Летом 1896 г. состоялась коронация Императора Николая II, и Серов, получивший заказ написать для официального коронационного альбома момент миропомазания, был допущен в Успенский собор во время самого торжества. Здесь он написал этюд и сделал множество набросков в альбом, послуживших ему затем материалом для картины. Эта картина, написанная им в течение ближайшей зимы, должна быть признана одним из самых замечательных произведений Серова, в котором он является достойным соперником Менцеля. Здесь нет той торжественности композиции, какую мы видим у Менцеля в его короновании Вильгельма I, но жизненность Серовской картины вне всякого сравнения выше той. Это вообще одна из самых жизненных вещей во всей современной живописи, и наименее официальная из всех официальных картин на свете. Это собственно и не картина, а только эскиз к ней: картину он писал акварелью год спустя, зимой 1897-1898 года, и в коронационном альбоме была воспроизведена именно она. Акварель бесконечно ниже масляного эскиза, являющегося одной из самых драгоценных жемчужин всего Остроуховского собрания. Несмотря на эскизность и незаконченность лиц, все они гораздо выразительное, чем на акварели, очень засушенной, замученной и явно наскучившей автору. Здесь же действительно портреты, яркие и четко характеризованные, иногда двумя-тремя мазками, поворотом плеч, верно подмеченным жестом, наклоном головы. Поистине, изумительно мастерство, с которым передана эта насыщенная светом атмосфера, блеск золота и игра красок.
После коронации Серов все лето 1896 года провел в Домотканове, где делал рисунки к басням Крылова и писал этюды. В числе последних был один, который он очень ценил за простоту и ясность выражения, – знаменитая «Баба в телеге». Мало интересный в чисто живописном отношении, этюд этот настолько выразителен, что вырастает в целую картину, полную того особого, чисто серовского настроения, которое очень характерно для целой полосы его творчества.
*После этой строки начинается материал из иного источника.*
PR #48, opened 2019-08-25
Deckbuilder search cards by rarity

alexmiddeleer:


next/components/rarity-filter.js
```diff
@@ -0,0 +1,76 @@
...
+  const [isRare, setIsRare] = useState(false);
+  const [isMythic, setIsMythic] = useState(false);
+
+  const flags = [isCommon, isUncommon, isRare, isMythic];
+
+  if (previousRarities.join() !== flags.join()) {
+    onChange(flagsToEnums(flags));
+  }
+
+  previousRarities = [...flags];
```
jtrussell: Perhaps a good use case for `useEffect`:

```
useEffect(() => onChange(flagsToEnums(flags)), flags)
```

And we can get rid of tracking previous rarities manually.

alexmiddeleer: I am doing an overhaul in the next branch since it's virtually the same feature, so I will try this in that branch. Thanks for the tip!

PR #53, opened 2019-08-29
Cards page faction filter

alexmiddeleer:


lily-pytel:
@alexmiddeleer if you have no objections to making the card-search-form component functional: https://github.com/mythgard-hub/mythgard-hub/pull/55

alexmiddeleer:
> @alexmiddeleer if you have no objections to making the card-search-form component functional: #55

Thanks! I'm all about the hooks. And I agree that stateless is a little bit of  silly name so thanks for fixing it.

PR #2887, opened 2019-06-07
Add 'Contact Us' to top menu bar

red2k18:


_includes/site/layout/base/nav.html
```diff
@@ -28,6 +28,7 @@
         <li><a href="{{ site.baseurl }}/community/">Community</a></li>
         <li><a href="{{ site.baseurl }}/releases/">Releases</a></li>
         <li><a href="{{ site.baseurl }}/news/">News</a></li>
+        <li><a href="{{ site.baseurl }}/contact-us/">Contact Us</a></li>
```
blueandgold: We tried a few things, and we should be using the format below, to link to a specific page, whereas the above only works for directory-level.

```
<li><a href="{% link _docs/latest/use/get-help.md %}">Contact Us</a></li>
```

red2k18: Will submit a PR with this change.

PR #2896, opened 2019-06-10
Merging forsetisecurity.org-dev to forsetisecurity.org

red2k18:


contact-us/index.md
```diff
@@ -0,0 +1,7 @@
+---
+layout: default
+title: Contact Us
```
blueandgold: We should not have a page that just redirects to another page.

red2k18: Having `Contact Us` redirect to new page leads to inconsistency. Should the new page display data from `get help` page instead of having a link that redirects to `get help` page?

PR #2912, opened 2019-06-17
dont validate storage-component api when getting Bucket resources from CAI data

### LINKED ISSUE #2897: Inventory depends on certain google apis to be enabled while CAI can support those resources w/o enabling those APIs.
e.g. to inventory GCS bucket, we first check and see if storage API is enabled :-

```
def storage_api_enabled(self):
"""whether storage api is enabled.

Returns:
bool: if this API service is enabled on the project.
"""
return self.is_api_enabled('storage-component.googleapis.com')
```

But if CAI is enabled, storage bucket info is coming from CAI instead, we need to update to make sure for resources that we support w/ CAI doesn't depend only on the enablement of google api for that resource.

katze120:

Fixes #2897


google/cloud/forseti/services/inventory/base/resources.py
```diff
@@ -2279,8 +2279,7 @@ class SpannerInstanceIterator(resource_iter_class_factory(
 class StorageBucketIterator(resource_iter_class_factory(
         api_method_name='iter_storage_buckets',
         resource_name='storage_bucket',
-        api_method_arg_key='projectNumber',
-        resource_validation_method_name='storage_api_enabled')):
+        api_method_arg_key='projectNumber')):
```
joecheuk: Can we instead update the storage_api_enabled() method to something along the line of

storage_enabled() := true if storage api or CAI api enabled, false otherwise?

By removing this I am afraid users might get a lot of 403 if CAI is not enabled

katze120: I included thoughts around this in https://github.com/forseti-security/forseti-security/issues/2897#issuecomment-501501497 actually. 

In summary, my opinion is that we dont need to check any api in this StorageBucketIterator function because:
- This api validation in this function is done on the target project being scanned. (if we need CAI, we only need it on the Forseti project)
- This function eventually calls iter_cai_assets which works on data already in cai_temporary_store table and does not make any API calls

PR #2918, opened 2019-06-18
Findings updated correctly and sent to CSCC

red2k18:


red2k18:
Merged #2915 instead. Closing this.

Issue #2949, opened 2019-06-26
Update ke_rules.yaml to scan for the following ke versions


joecheuk:
Vulnerabilities to mitigate:
CVE-2019-11477
CVE-2019-11478
CVE-2019-11479

The patch will be available in Kubernetes 1.11.8-gke.10, Kubernetes 1.12.7-gke.24, Kubernetes 1.12.8-gke.10 and Kubernetes 1.13.6-gke.13.

PR #2953, opened 2019-06-28
Update ke_rules.yaml to scan for the added KE versions

hshin-g:
Resolves Issue #2949

### DIFF
--- a/rules/ke_rules.yaml
+++ b/rules/ke_rules.yaml
@@ -87,7 +87,17 @@ rules:
         minor: '5-gke.4'
         operator: '>='
       - major: '1.11'
-        operator: '>='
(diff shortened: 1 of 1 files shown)


rules/ke_rules.yaml
```diff
@@ -87,7 +87,17 @@ rules:
...
+        operator: '='
+      - major: '1.12'
+        minor: '7-gke.24'
+        operator: '='
+      - major: '1.12'
+        minor: '8-gke.10'
+        operator: '='
+      - major: '1.13'
+        minor: '6-gke.13'
+        operator: '='
```
joecheuk: You can use >= for 1.13

PR #2966, opened 2019-07-09
Generated 2.18 version and added upgrade instructions

joecheuk:


paskal:
[Site](https://github.com/forseti-security/forseti-security/tree/forsetisecurity.org) is not updated yet by the way. Also, documentation URL with **[v2.16](https://forsetisecurity.org/docs/v2.16/)** and **[latest](https://forsetisecurity.org/docs/latest/)** works, but **[v2.17](https://forsetisecurity.org/docs/v2.17/)** (and **[v2.18](https://forsetisecurity.org/docs/v2.18/)** of course) were not generated: maybe this can should be fixed before updating latest?

PR #2968, opened 2019-07-09
Merge forsetisecurity.org to forsetisecurity.org-dev

joecheuk:


paskal:
Re-posting from other (less relevant) issue:
Documentation URL with **[v2.16](https://forsetisecurity.org/docs/v2.16/)** and **[latest](https://forsetisecurity.org/docs/latest/)** works, but **[v2.17](https://forsetisecurity.org/docs/v2.17/)** (and **[v2.18](https://forsetisecurity.org/docs/v2.18/)** of course) were not generated: maybe this should be fixed before updating latest?

joecheuk:
Hi @paskal , thanks for updating the PR! We noticed the same problem and in the previous PR, not only 2.18 is generated but the missing 2.17 is also being generated so once the new version is released, we will have everything in place.

PR #2970, opened 2019-07-10
Merge forsetisecurity.org-dev into forsetisecurity.org

joecheuk:


joecheuk:
Manually updating the CLA due to old merge commits being squashed and the history is diff between prod and dev again.

PR #2985, opened 2019-07-19
Add Deprecation Message to Python Installer

blueandgold:
The message is just a placeholder, and welcome suggestion on what it should be.  

The format and prompt is below.

image

### DIFF
--- a/install/gcp/gcp_installer.py
+++ b/install/gcp/gcp_installer.py
@@ -99,8 +99,6 @@ def run():
         '\n\n'
     )
     print('\033[91m', deprecation_message, '\033[0m')
-    input("Press Enter to continue...")
-
 
     if not args.get('type'):
         # If the user didn't specify a type, install both server and client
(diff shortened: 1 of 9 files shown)


install/gcp/gcp_installer.py
```diff
@@ -87,6 +87,21 @@ def run():
...
     server_config = ServerConfig(**args)
 
+    deprecation_message = (
+        '\n\n'
+        '##################################################################\n'
+        '#  ATTENTION: This python installer will be deprecated           #\n'
+        '#  on 9/30/2019, and will be replaced by the easier and simpler  #\n'
+        '#  to use terraform installer.  Try out this short, interactive  #\n'
+        '#  tutorial to learn how to use the terraform installer.         #\n'
+        '#  http://foobar.com                                             #\n'
```
morgante: Can we just link to https://forsetisecurity.org/docs/latest/setup/install.html ?

blueandgold: Done

Issue #2737, opened 2019-04-11
Silence non-fatal ERROR messages from CSCC for findings that already exists.


blueandgold:
These are non-fatal, but we should silence it (i.e. not shown as error), just handle it as debug level.
```
HttpError: <HttpError 409 when requesting https://securitycenter.googleapis.com/v1/organizations/302681460499/sources/7460974056269853532/findings/a6f9f27a3a5f25c5ebad67271c39cc78?alt=json returned "Requested entity already exists">
```

ocervell:
+1 for this, those are just making users anxious :)

blueandgold:
This issue should not be closed, until the PR is actually merged.  Which will be done automatically for you when you use the keyword `fixes`.
https://help.github.com/en/articles/closing-issues-using-keywords

PR #2987, opened 2019-07-20
CSCC API exceptions are now muted

red2k18:


red2k18:
Fixes #2737

google/cloud/forseti/common/gcp_api/securitycenter.py
```diff
@@ -138,15 +137,12 @@ def create_finding(self, finding, source_id=None, finding_id=None):
...
                          response)
             return response
-        except (errors.HttpError, HttpLib2Error) as e:
-            LOGGER.exception(
-                'Unable to create CSCC finding: Resource: %s', finding)
-            violation_data = (
-                finding.get('source_properties').get('violation_data'))
-            raise api_errors.ApiExecutionError(violation_data, e)
+        except (errors.HttpError, HttpLib2Error):
+            LOGGER.debug('CSCC API exception encountered while creating '
```
blueandgold: Per issue #2737, we only want to silence the specific errors for `409 "Requested entity already exists"`.  Other errors would still be handled as exceptions, and should not be silenced.

red2k18: Updated code accordingly!

google/cloud/forseti/notifier/notifiers/cscc_notifier.py
```diff
@@ -257,8 +255,6 @@ def _send_findings_to_cscc(self, violations, source_id=None):
                     client.update_finding(finding,
                                           finding_id,
                                           source_id=source_id)
-                    LOGGER.debug('Successfully updated finding in CSCC:\n%s',
-                                 finding)
```
blueandgold: If you are going to remove this here, you should also update the `update_finding()` to make sure that the `LOGGER.debug`  there will capture the same findings details.  i.e. we don't lose any details with this change.

google/cloud/forseti/common/gcp_api/securitycenter.py
```diff
@@ -138,15 +139,27 @@ def create_finding(self, finding, source_id=None, finding_id=None):
...
             return response
         except (errors.HttpError, HttpLib2Error) as e:
-            LOGGER.exception(
-                'Unable to create CSCC finding: Resource: %s', finding)
-            violation_data = (
-                finding.get('source_properties').get('violation_data'))
-            raise api_errors.ApiExecutionError(violation_data, e)
+            arguments = e.args
+            all_args = []
+            for argument in arguments:
```
blueandgold: Why we be looping these arguments? Why not just go:
```
raw_error = e.args[1]
```

google/cloud/forseti/common/gcp_api/securitycenter.py
```diff
@@ -138,15 +139,27 @@ def create_finding(self, finding, source_id=None, finding_id=None):
...
+                all_args.append(argument)
+            raw_error = all_args[1]
+            error = raw_error.decode('utf-8')
+            formatted_error = json.loads(error)
+            error_msg = formatted_error['error']['message']
+            if error_msg == 'Requested entity already exists':
+                LOGGER.debug('CSCC API exception encountered while creating '
```
blueandgold: This debug message should be very specific, since you are handling a specific case, and can log it as such.  Something like this:
```
LOGGER.debug('Unable to create finding.  Finding already exists in CSCC. %s', finding)
```

google/cloud/forseti/notifier/notifiers/cscc_notifier.py
red2k18: These log statement had to be removed as it says created/updated finding even if there is an exception.

google/cloud/forseti/common/gcp_api/securitycenter.py
red2k18: Done

google/cloud/forseti/common/gcp_api/securitycenter.py
red2k18: Done

google/cloud/forseti/notifier/notifiers/cscc_notifier.py
blueandgold: What I'm suggesting is to just add the `finding` detail to the debug message here:

https://github.com/forseti-security/forseti-security/blob/a9a820feb400dca968eef941fc4d0fc1d8f97ba7/google/cloud/forseti/common/gcp_api/securitycenter.py#L183

google/cloud/forseti/common/gcp_api/securitycenter.py
```diff
@@ -138,15 +139,23 @@ def create_finding(self, finding, source_id=None, finding_id=None):
...
-            LOGGER.exception(
-                'Unable to create CSCC finding: Resource: %s', finding)
-            violation_data = (
-                finding.get('source_properties').get('violation_data'))
-            raise api_errors.ApiExecutionError(violation_data, e)
+            raw_error = e.args[1]
+            error = raw_error.decode('utf-8')
+            formatted_error = json.loads(error)
+            error_msg = formatted_error['error']['message']
+            if error_msg == 'Requested entity already exists':
```
blueandgold: Checking on a text output seems to be fragile, as this can stop working if the text changes.  What do you think about checking the error code `409`?  This way, it will be more robust to text changes. Is the error code in the exception?

red2k18: Yes, error code is also part of the raw error. Updated code to check for error code instead.

PR #2999, opened 2019-07-26
Add ability to specify server endpoint on CLI.

### LINKED ISSUE #2998: forseti-orchestrator endpoint by variable is not scalable
As it stands, the forseti-orchestrator sets its endpoint via an environment variable injected into the pod by Kubernetes.

https://github.com/forseti-security/forseti-security/blob/fa0ace0ad33af23e5b3a652e8695bbcc1e9e30b6/install/scripts/docker_entrypoint.sh#L116-L120

This only works if the Helm release is named **Forset**, hence the **FORSETI**_SERVER_SERVICE_HOST.

This is not scaleable and should be configurable on the CLI.

kevensen:
With this PR, the server endpoint is configurable at the command line.  This improves on the existing functionality where the server endpoint is derived from a hard coded environment variable.

This closes #2998

### DIFF
--- a/install/scripts/docker_entrypoint.sh
+++ b/install/scripts/docker_entrypoint.sh
@@ -46,6 +46,9 @@ RUN_TEST=false
 SQL_HOST=127.0.0.1
 SQL_PORT=3306
 
+SERVER_HOST=127.0.0.1
+SERVER_PORT=50051
+
 # Check if the k8s cloud sql proxy environment variables have been set, if so
 # overwrite our cloud sql variables with their contents
 if [[ !(-z ${CLOUDSQLPROXY_SERVICE_HOST}) ]]; then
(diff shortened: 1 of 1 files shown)


install/scripts/docker_entrypoint.sh
```diff
@@ -46,6 +46,9 @@ RUN_TEST=false
 SQL_HOST=127.0.0.1
 SQL_PORT=3306
 
+SERVER_HOST=127.0.0.1
```
blueandgold: I recall that Duncan before had issues with `127.0.0.1`, and he can only get things working by using `0.0.0.0`. Is there any concerns here?

kevensen: That's a fair question.  I can change it but I don't think it's an issue.  In the Helm chart, I pass in the right address in the case of the server

https://github.com/kevensen/helm-charts/blob/866ef8f53af8d234a001575c8ae07d4c613afe4a/charts/forseti-security/templates/server/deployment.yaml#L46-L49

And the right hostname in the case of the orchestrator:

https://github.com/kevensen/helm-charts/blob/866ef8f53af8d234a001575c8ae07d4c613afe4a/charts/forseti-security/templates/orchestrator/forseti-cron-job.yaml#L37-L40

PR #3002, opened 2019-07-30
Fix Missing Group Members in Inventory

### LINKED ISSUE #2969: G Suite group membership is not expanded for certain users
- Forseti version: 2.17.0
 - Module: explainer
 - No relevant errors are presented in either the client or server logs.
 - Deployed via Deployment Manager following https://forsetisecurity.org/docs/latest/setup/install.html and https://forsetisecurity.org/docs/latest/configure/inventory/gsuite.html.
 - Reporting this bug as requested in the Slack channel by @joecheuk

We're seeing an issue where Forseti apparently is unaware that some G Suite users are members of groups. Note that other users' group memberships _are_ properly expanded, so G Suite integration is working at least to some level.

For example:

- user/rich@example.org and user/tom@example.org are both members of group/ops@example.org
- group/ops@example.org has a large number of effective permissions:
`rich@forseti-client-vm-8fe5e30:~$ forseti explainer access_by_member group/ops@example.org | grep role | wc -l
243`
- user/rich@example.org is shown to inherit all these permissions:
`rich@forseti-client-vm-8fe5e30:~$ forseti explainer access_by_member user/rich@example.org | grep role | wc -l
243`
- user/tom@example.org is *not* shown to inherit them:
`rich@forseti-client-vm-8fe5e30:~$ forseti explainer access_by_member user/tom@example.org | grep role | wc -l
8`
- We have verified that, in GCP, user/tom@example.org _can_ perform actions using permissions given by his membership of group/ops@example.org, including actions that Forseti reports he should _not_ be able to, for example he can in fact power off this instance:
`rich@forseti-client-vm-8fe5e30:~$ forseti explainer check_policy instance/xxx compute.instances.stop user/tom@example.org
{
  "result": false
}`
- There are several users in our organisation affected by this issue. A cursory check seems to imply that users of long standing are affected; new joiners are not. An exhaustive test of this theory has not been completed as yet.
- For an affected user, the roles listed by `forseti explainer access_by_member` for that user are _only_ those granted directly to the user, not to a group.
- For unaffected users, _both_ direct user permissions _and_ group permissions are listed by `forseti explainer access_by_member`

So **it seems that we have a subset of users for which Forseti is unable to evaluate group memberships**.

Can someone please assist with this issue?

blueandgold:
This fixes the problem where GSuite group membership is not expanded for certain users (issue #2969).  As it turns out, it's because the members who are in multiple groups are not fully inventoried.  Please see if this is a viable solution, before I write the unit test.

image

Fixes #2969

### DIFF
--- a/google/cloud/forseti/services/inventory/storage.py
+++ b/google/cloud/forseti/services/inventory/storage.py
@@ -1350,11 +1350,16 @@ class Storage(BaseStorage):
         if self.readonly:
             raise Exception('Opened storage readonly')
 
-        previous_id = self._get_resource_id(resource)
-        if previous_id:
-            resource.set_inventory_key(previous_id)
-            self.update(resource)
-            return
+        resource_data = resource.data()
+        # Group members do not need to be checked if it already exists
+        # in Inventory, as a user can be members in multiple groups.
+        # IOW: group members must always be inserted.
+        if resource_data.get('kind') != 'admin#directory#member':
+            previous_id = self._get_resource_id(resource)
+            if previous_id:
+                resource.set_inventory_key(previous_id)
+                self.update(resource)
+                return
 
         rows = Inventory.from_resource(self.inventory_index, resource)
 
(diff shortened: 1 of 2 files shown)


blueandgold:
Yes, I have tested this manually.  Now that you approved, I will add the
unit test.  Thanks!

PR #3, opened 2021-05-19
[releng-4489] Create docker and helm

erwan-b:


charts/openstack-actions-runner/templates/tests/test-connection.yaml
```diff
@@ -0,0 +1,15 @@
...
+    {{- include "openstack-actions-runner.labels" . | nindent 4 }}
+  annotations:
+    "helm.sh/hook": test
+spec:
+  containers:
+    - name: wget
+      image: busybox
+      command: ['wget']
+      args: ['{{ include "openstack-actions-runner.fullname" . }}:{{ .Values.service.port }}']
+  restartPolicy: Never
```
tcarmet, line 15: We can remove this file

runners-manager/vm_creation/github_actions_api.py
```diff
@@ -6,54 +6,49 @@
 
 HEADERS = {
     'Accept': 'application/vnd.github.v3+json',
-    'Authorization': f'token {os.getenv("GITHUB_TOKEN")}'
+    'Authorization': f'token {os.getenv("githubToken")}'
```
tcarmet, line 9: I made a mistake expressing myself about the camelcase. I meant that it should be only on the helm chart, no need of doing it in the actual code.

Because we usually see upper case when using env variable, and that is probably the direction we are going to move forward with.

charts/openstack-actions-runner/templates/_helpers.tpl
```diff
@@ -0,0 +1,75 @@
...
+*/}}
+{{- define "helpers.list-env-variables"}}
+{{- range $key, $val := .Values.env.secret }}
+- name: {{ $key }}
+  valueFrom:
+    secretKeyRef:
+      name: app-env-secret
+      key: {{ $key }}
+{{- end }}
+{{- end }}
```
tcarmet, line 75: missing \n

tcarmet (approved):
LGTM

PR #4, opened 2021-06-01
[releng-4537] Manage multi vm flavor images

erwan-b:


runners-manager/main.py
```diff
@@ -1,114 +1,47 @@
...
-            'parent_name': None
-        }
-
-        runner_counter += 1
-
-    return runner_counter, runner_infos
-
-
 def main():
     org = 'scalanga-devl'
```
tcarmet, line 27: TODO: create a variable for that

runners-manager/runner/RunnerManager.py
```diff
@@ -0,0 +1,76 @@
...
+    runners: dict[str, Runner]
+    runner_management: list[VmType]
+
+    def __init__(self, org: str, config: list):
+        self.runner_counter = 0
+        self.github_organization = org
+        self.runner_management = [VmType(elem) for elem in config]
+        self.runners = {}
+
+        for t in self.runner_management:
```
tcarmet, line 20: Some thoughts to be noted. We shoudn't delete the runners when we reboot the service. And we don't necessarily need to create them when we boot runner manager.

We should:
* Do nothing when we reboot runner manager
* Find created VMs when we boot the runner
* Create new one if needed

tcarmet: @erwan-b your task is to create a ticket for this comment :up:

runners-manager/vm_creation/openstack.py
```diff
@@ -25,12 +26,36 @@
...
-def script_init_runner(name, token, labels, group):
-    installer = link_download_runner('scalanga-devl')
-    return f"""#!/bin/bash
+def install_docker(image: str):
+    if 'centos' in image.lower():
+        return """
 sudo yum install -y bind-utils yum-utils
 sudo yum-config-manager --add-repo https://download.docker.com/linux/centos/docker-ce.repo
 sudo yum install -y epel-release docker-ce docker-ce-cli containerd.io
+""" # noqa
```
tcarmet, line 35: Coment for all the scripts:
* Create separate file for all of them that you open and use
* If needed you can add jinja template

tcarmet (approved):

PR #5, opened 2021-06-04
[RELENG-4538] add scalability on waiting vm

erwan-b:


runners-manager/main.py
```diff
@@ -17,34 +18,32 @@ def maintain_number_of_runner(runner_m: RunnerManager):
             f"offline: {len([e for e in runners['runners'] if e['status'] == 'offline'])}"
         )
 
-        for elem in runners['runners']:
-            runner_m.update_runner(elem)
+        print(runners)
```
tcarmet, line 21: We need to start to think about adding a real logger instead of using print statements.

runners-manager/main.py
```diff
@@ -17,34 +18,32 @@ def maintain_number_of_runner(runner_m: RunnerManager):
...
-        'quantity': 2,
-    }, {
-        'tags': ['ubuntu', '16.04', 'small'],
-        'flavor': 'm1.small',
-        'image': 'Ubuntu 16.04 LTS (Xenial Xerus) (PVHVM)',
-        'quantity': 2,
+        'quantity': {
+            'min': 2,
+            'max': 4,
+        },
```
tcarmet, line 35: I like the concept of having min max, good idea.

tcarmet (approved):
Few lines of code for such a feature, I like, well done

PR #6, opened 2021-06-07
Add password connection

erwan-b:


tcarmet (approved):

charts/openstack-actions-runner/Chart.yaml
```diff
@@ -1,4 +1,4 @@
-apiVersion: v2
+apiVersion: v1
```
tcarmet, line 1: I would recommend just removing this field. (if that works)

That's our bad but currently we use helm2 in releng-it and you are using helm3 (and you should). But this chart needs to be compatible with both for now.

erwan-b: It don't work without the `apiVersion`

PR #12, opened 2021-06-15
[RELENG-4601] add catch error for error from API

erwan-b:
Remove docker installation to speed up virtual machine setup. And add security around github API call

Tests with docker installation and simple command: https://github.com/scalanga-devl/k8s-intro/runs/2829634223?check_suite_focus=true
Actions with matrix: https://github.com/scalanga-devl/k8s-intro/actions/runs/938584973
thing we must avoid: https://github.com/scalanga-devl/k8s-intro/actions/runs/939461884

### DIFF
--- a/runners_manager/main.py
+++ b/runners_manager/main.py
@@ -1,7 +1,7 @@
 import time
 import logging
 
-from vm_creation.github_actions_api import get_runners, force_delete_runner
+from vm_creation.github_actions_api import get_runners
 from runner.RunnerManager import RunnerManager
 
 logger = logging.getLogger("runner_manager")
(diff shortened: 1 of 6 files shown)


runners_manager/main.py
```diff
@@ -25,8 +25,11 @@ def main(org):
     runners = get_runners(org)
     logger.debug("Delete all runners")
     logger.debug(runners)
-    for elem in runners['runners']:
-        force_delete_runner(org, elem['id'])
+    # for elem in runners['runners']:
+    #     try:
+    #         force_delete_runner(org, elem['id'])
+    #     except APIException:
+    #         print('API exception')
```
tcarmet, line 32: Either remove the code or put it back, but let's not leave commented code

tcarmet (approved):
LGTM
Just please address my one comment in the way you want.

PR #14, opened 2021-06-17
Use the right script in the dockerfile

erwan-b:


Dockerfile
```diff
@@ -33,4 +33,4 @@ RUN pip3 install -r ./requirements.txt
 
 COPY runners_manager /app
 
-CMD python3 ./main.py
+CMD python3 ./start.py
```
tcarmet, line 36: We're gonna have to consider installing the python package inside the docker image to then use it in as the "binary" instead of calling the python file

tcarmet (approved):

Dockerfile
erwan-b: it is T_T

Автор намеренно откинул всякую композицию, взяв фоном для своей бабы в телеге самый незатейливый, ничуть не занимательный и ничем не интересный пейзаж; полоса леса, полоска дальнего берега, каемка реки и лента ближнего берега. По берегу едет в телеге баба. Тысячу раз виденная картина, близкая, родная, русская деревенская картина. Это до невероятности просто, и вместе с тем мудро, что-то Кольцовское есть в этой простоте подхода к повседневности.
С этого времени в работах Серова чисто живописная сторона отодвигается несколько назад, и на первое место выступает поиск характера. Его интересует только типичное и характерное, он бежит от всего сложного, от всего, что ему кажется погоней за трюками, – он ищет только высшей, последней простоты. Все эффектное и необычайное было ему всегда чуждо, и он часто говорил, что это его нисколько не трогает, а волнует лишь самое обыкновенное. Он был слишком правдив, слишком Катон в жизни, чтобы не чувствовать органического отвращения ко всякой фальши и ходульности в искусстве. Боясь их как огня, он заведомо отворачивался от исключительно красивого заката, красочной фантастики инея или редкой по красоте гряды облаков, предпочитая им самое обыкновенное, самое каждодневное, будничное, серое. Оттого в его искусстве так мало солнца и так много серых дней.
Первым крупным произведением, в котором ясно обозначился знаменательный для эволюции Серовского творчества поворот, был замечательный портрет Марии Федоровны Морозовой. Помню, как он увлекался передачей характера умного лица, сверкающего левого глаза и прищуренного правого – всей крепкой фигурой этого сильного человека. Нельзя подойти проще к задаче, чем подошел он и я помню, как много толков вызвала Серовская характеристика портрета на выставке Мюнхенского Сецессиона, и как внимательно разглядывал его такой мастера своего дела, как Ленбах. Портрет «Девушки под деревом» и Марии Федоровны Морозовой – прямые антиподы: там весь смысл произведения заключается в самой живописи и важно не столько лицо, сколько краски лица; здесь все дело именно в лице, в человеке, что весьма выразительно и намеренно подчеркнуто черно-серой гаммой портрета.